There are several ways to scale up the training to allow for large staff participation: Increase the time allocated for the training and/or an increase of instructors to facilitate the training.  By doing both, this will allow three benefits to occur: all drills will be covered thoroughly, student-to-instructor ratio will remain low, and new drill variations will be available due to the size of the group and how one breaks the group into sub-groups.

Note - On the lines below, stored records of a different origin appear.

PR #4832, opened 2026-04-27
Revert "Add support for sanitised database restore inside the fixtures"

WesleyHindle:
Reverts alphagov/notifications-api#4806

PR #4806, opened 2026-04-02
Add support for sanitised database restore inside the fixtures

corlettb:
https://trello.com/c/PqKyYsTG/1485-ensure-fixtures-apply-to-a-sanitised-database-and-functional-tests-pass

What
----

Handle sanitised database restores in functional/performance fixtures
    
Make fixture creation resilient when running against a restored sanitised database, while keeping canonical fixture names stable (Functional Tests Org, Functional Tests, Performance Tests).
    
Key changes:
    - Detect and rotate sanitised org/service rows that occupy canonical fixture names.
    - Recreate canonical fixture org/service rows deterministically after rotation.
    - Reclaim unique resources sanitised data may still own (domain, inbound number, inbound-linked SMS sender).
    - Repair invalid API key secrets to prevent BadSignature failures in auth/serialisation paths.
    - Keep fixture setup idempotent and safe to run repeatedly across environments.
    
Also updates fixture tests to cover sanitised-row rotation, resource reclaim behaviour, and API key repair logic.

Why
----

After restoring a sanitised db we need the functional and performance tests to pass

PR #4834, opened 2026-04-27
Add support for sanitised database restore inside the fixtures

WesleyHindle:
Originally https://github.com/alphagov/notifications-api/pull/4806, then reverted in https://github.com/alphagov/notifications-api/pull/4832.

Reverted because:
- The breaking PR changed the name of the service used in the FTs, resulting in a permissions issue, causing the tests to fail. 
- Reverting this PR didn't fix the issue as the service name was cached, giving a mismatch between service names
- Flushing the cache fixed this issue.

---
https://trello.com/c/PqKyYsTG/1485-ensure-fixtures-apply-to-a-sanitised-database-and-functional-tests-pass

What
Handle sanitised database restores in functional/performance fixtures

Make fixture creation resilient when running against a restored sanitised database, while keeping canonical fixture names stable (Functional Tests Org, Functional Tests, Performance Tests).

Key changes:
- Detect and rotate sanitised org/service rows that occupy canonical fixture names.
- Recreate canonical fixture org/service rows deterministically after rotation.
- Reclaim unique resources sanitised data may still own (domain, inbound number, inbound-linked SMS sender).
- Repair invalid API key secrets to prevent BadSignature failures in auth/serialisation paths.
- Keep fixture setup idempotent and safe to run repeatedly across environments.

Also updates fixture tests to cover sanitised-row rotation, resource reclaim behaviour, and API key repair logic.

Why
After restoring a sanitised db we need the functional and performance tests to pass

---

**When merging you must pause the job after the FTs. If the FTs pass, re run them and check they pass a second time. If they do not, this shows the cache must be cleared after each FT run. This PR must be reverted and amended to add this functionality.**

### DIFF
--- a/app/functional_tests_fixtures/__init__.py
+++ b/app/functional_tests_fixtures/__init__.py
@@ -4,8 +4,10 @@ from uuid import uuid4
 
 import boto3
 from flask import current_app
+from itsdangerous.exc import BadSignature
 from sqlalchemy.exc import NoResultFound
 
+from app import db
 from app.constants import (
     EDIT_FOLDER_PERMISSIONS,
     EMAIL_AUTH,
@@ -33,7 +35,6 @@ from app.dao.organisation_dao import (
     dao_create_organisation,
     dao_get_organisation_by_id,
     dao_get_organisations_by_partial_name,
-    dao_update_organisation,
 )
 from app.dao.permissions_dao import permission_dao
 from app.dao.service_callback_api_dao import get_service_callback_api_by_callback_type, save_service_callback_api
@@ -64,6 +65,7 @@ from app.dao.templates_dao import (
 )
 from app.dao.users_dao import get_user_by_email, save_model_user
 from app.models import (
+    Domain,
     InboundNumber,
     InboundSms,
     Organisation,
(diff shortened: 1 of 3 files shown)


WesleyHindle:
**When merging you must pause the job after the FTs. If the FTs pass, re run them and check they pass a second time. If they do not, this shows the cache must be cleared after each FT run. This PR must be reverted and amended to add this functionality.**

app/functional_tests_fixtures/__init__.py
```diff
@@ -102,6 +110,96 @@ def _upload_env_to_ssm(ssm_upload_path, env_config, description):
...
+    old_name = candidate.name
+    candidate.name = _build_sanitised_renamed_name(candidate.name)
+    db.session.add(candidate)
+    db.session.commit()
+    current_app.logger.info("Renamed sanitised fixture service '%s' to '%s'", old_name, candidate.name)
+
+
+def _clear_sanitised_fixture_caches():
+    # Sanitisation rotates canonical fixture entities; clear short-lived memoised lookups so they repopulate cleanly.
+    reset_memos()
```
whpearson, line 195: As far as I can tell memoised lookups are only for clients, not for database entities

whpearson (approved):
Makes sense

PR #4837, opened 2026-04-30
`Notification` model: replace "failed" partial index with "nondelivered" partial index

risicle:
`delivered` notifications make up over 95% of the `notifications` table. When we need to find notifications of *any* of the other statuses, this index will allow the query planner to scan in in `created_at` order, skipping the vast majority of the rows, provided we're also filtering by `service_id` and `notification_type`.

Judging from the current contents of the `notifications` table, this should barely add 20% to the size of the index compared to the existing "failed statuses" partial index.

The original motivation for this is speeding up `get_notifications` queries for the `sent` status.

For this PR, the "migration isolation" check can be ignored because the changes made to the app code don't actually have any runtime effect (the `Index` objects are for documentation as much as anything - the definitions of the indexes are managed entirely by the migrations.

We also ignore the "squawk" check - it always throws up these errors for `CREATE INDEX CONCURRENTLY` and we've decided this is the way we want to handle this sort of index addition.

Successfully tested on a dev env that this index is indeed still usable for the "failed notifications" queries it was originally created for.

### DIFF
--- a/app/constants.py
+++ b/app/constants.py
@@ -18,7 +18,6 @@ NOTIFICATION_RETURNED_LETTER = "returned-letter"
 
 # Raw notification status values grouped into types
 NOTIFICATION_STATUS_TYPES_FAILED = [
-    # if changing this group, update ix_notifications_failed_service_id_composite to match
     NOTIFICATION_TECHNICAL_FAILURE,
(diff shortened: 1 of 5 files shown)


CrystalPea (approved):
LGTM 👍🏼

Here is an example: Imagine the training will include 50 lifeguards, and you still want to do all 3 drills. Break the lifeguards into 3 sub-groups: 16, 16, and 18. Create a separate station for each drill, and have the sub-groups rotate through all the stations. Add 30 minutes to the training allowing each station to run for roughly 25 minutes. Here is the breakdown:

Briefing/suit up (5 min)

Station 1: Speed Rescue (25 min)

Break 1 (4 min)

Station 2: Multi-Lifeguard 2-on-1 (25 min)

Break 2 (3 min)

Station 3: Multi-Lifeguard 2-on-2 (25 min)

Debrief: (3 min)

Each sub-group would start the training at a different station, yet rotate through all the stations: (1/2/3, or 2/3/1, or 3/1/2.) This group division would require 3 trainers, or 1 lead trainer and 2 assistants, each running a station. Let’s go into detail on training configurations and new drill variations for each station.

 

For the SPEED RESCUE DRILL, I would split the sub-group into 2 pods (8 or 9 lifeguards), and set-up parallel drill configuration: Take the pool diagram and split both Lifeguard Station A and Rescue Point 1 into Lifeguard Station A1 and A2 and Rescue Point 1.0 and Rescue Point 1.1. Have one pod utilize Lifeguard Station A1, and the other pod utilizes Lifeguard Station A2.  The parallel drill configuration would have the lifeguards from Lifeguard Station A1 going to Rescue Point 1.0, then peeling off to the left and returning to Station A1.  Lifeguards from Station A2 would be going to Rescue Point 1.1, then peel off to the right, returning to Lifeguard Station A2.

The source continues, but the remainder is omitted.